Oxygen consumption (VO₂) is a core element of hemodynamic physiology and the metabolic counterpart to oxygen delivery. Modern anesthesia machines enable real-time intraoperative VO₂ estimation, yet its relationship with preoperative metabolic capacity, as characterized by cardiopulmonary exercise testing (CPET), has not been directly examined.

Methods

This study analyzed preoperative CPET and intraoperative data from adult patients ≥ 20 undergoing lung resection under general anesthesia. Intraoperative VO₂ was estimated from minute ventilation and inspired and end-tidal oxygen fractions. Preoperative and intraoperative VO₂ were summarized, and associations between baseline VO₂ and intraoperative suppression were assessed.

Results

Data from 32 patients were analyzed.

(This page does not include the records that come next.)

PR #67, opened 2026-04-18
Automatically set packit path in install.sh

Max13245:
This feature gives users the option to automatically add Packit to their PATH. 
It also fixes a bug which results when piping to the shell (which we do with curl). When piping there is no interactive shell, so now we check if an interactive shell is available, if not, we use /dev/tty with read for user input.

(With special thnx to Berke)

### DIFF
--- a/install.bat
+++ b/install.bat
@@ -20,6 +20,7 @@ mkdir "%PREFIX_DIR%\packages\packit\%VERSION%\bin"
 pushd "%PREFIX_DIR%\packages\packit\%VERSION%\bin"
 
 REM Install Packit to the prefix directory 
+echo Downloading Packit prebuild
 curl --proto "=https" -sSfL %SOURCE_PREBUILD_REPOSITORY_URL% --output packit.exe
 if not ERRORLEVEL 1 (
     echo Downloaded prebuild
@@ -163,6 +164,19 @@ if ERRORLEVEL 1 (
     echo Unsuccessfull install of Packit, the 'packit' command cannot be found
     popd
     exit /b 1
+)
+
+REM Ask the user if they want to automatically add Packit to their PATH
+set "answer="
+set /p "answer=Do you wish to automatically add Packit to your user PATH? (Y/n) "
+set "match="
+if "!answer!"=="y" set "match=1"
+if "!answer!"=="yes" set "match=1"
+if "!answer!"=="" set "match=1"
+if "!match!"=="1" (
+    setx PATH "%PATH%;%PREFIX_DIR%\bin"
+    popd
+    exit /b 0
 )
 
 echo Successfully installed Packit
--- a/install.bat
+++ b/install.bat
@@ -166,6 +166,14 @@ if ERRORLEVEL 1 (
     exit /b 1
 )
 
+echo Successfully installed Packit
+
+REM Exit early if Packit is already in the user PATH
+echo ";%PATH%;" | find /I ";%PREFIX_DIR%\bin;" >nul
+if %ERRORLEVEL%==0 (
+    exit /b 0
+)
+
 REM Ask the user if they want to automatically add Packit to their PATH
 set "answer="
 set /p "answer=Do you wish to automatically add Packit to your user PATH? (Y/n) "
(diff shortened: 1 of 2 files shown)


install.bat
```diff
@@ -165,6 +166,19 @@ if ERRORLEVEL 1 (
...
+if "!answer!"=="y" set "match=1"
+if "!answer!"=="yes" set "match=1"
+if "!answer!"=="" set "match=1"
+if "!match!"=="1" (
+    setx PATH "%PATH%;%PREFIX_DIR%\bin"
+    popd
+    exit /b 0
+)
+
 echo Successfully installed Packit
```
BraveChicken1: Shouldn't the succesfully installed message be printed before asking to add Packit to the PATH?

install.bat
```diff
@@ -165,6 +166,19 @@ if ERRORLEVEL 1 (
     exit /b 1
 )
 
+REM Ask the user if they want to automatically add Packit to their PATH
+set "answer="
+set /p "answer=Do you wish to automatically add Packit to your user PATH? (Y/n) "
```
BraveChicken1, line 179: Should we maybe also check if the path is already present in the PATH? From a previous installation for example.

install.sh
```diff
@@ -54,12 +55,20 @@ sudo chown -R $USERNAME "$PREFIX_DIR"
...
     echo "Retrieving prebuilds failed. Do you wish to build Packit from source? (Y/n)"
-    read answer
-    if [ $answer = "n" ] || [ $answer = "no" ]; then
+    
+    # Use /dev/tty when stdin is not available
+    if [ -t 0 ]; then
+        read answer
+    else
+        read answer < /dev/tty
+    fi
```
BraveChicken1: You could maybe use a function to avoid repeated code like this

install.sh
```diff
@@ -171,5 +193,55 @@ if ! command -v $PREFIX_DIR/bin/packit -h >/dev/null 2>&1; then
...
+
+    if [ "$answer" = "y" ] || [ "$answer" = "yes" ] || [ "$answer" = "" ]; then
+        echo "export PATH=\"$PREFIX_DIR/bin:\$PATH\"" >> "$SHELL_CONFIG_PATH"
+        exit 0
+    fi
+fi
+
+# If the shell is not recognized or user did not want to add Packit automatically tell the user how to add Packit to their shell config
+echo "Add $PREFIX_DIR/bin to your PATH by adding the command below to your shell config:"
```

Preoperative VO₂ at rest, anaerobic threshold, and peak exercise were 1.6 ± 0.4, 5.1 ± 1.9, and 6.1 ± 1.7 metabolic equivalents (METs), respectively. The reduction from resting to intraoperative VO₂ (–29.0 ± 19.4%) showed a strong correlation with resting VO₂ (r = 0.770, p < 0.001). Consequently, regardless of preoperative resting VO₂, intraoperative VO₂ converged to a relatively narrow range, averaging 1.1 ± 0.2 METs.

Conclusions

In patients undergoing lung resection, intraoperative VO₂ converged to approximately 1 MET under general anesthesia, largely independent of preoperative resting metabolism. The clinical implications of this observation remain unclear and warrant investigation in larger prospective studies incorporating concurrent measurements of oxygen delivery and clinical outcomes.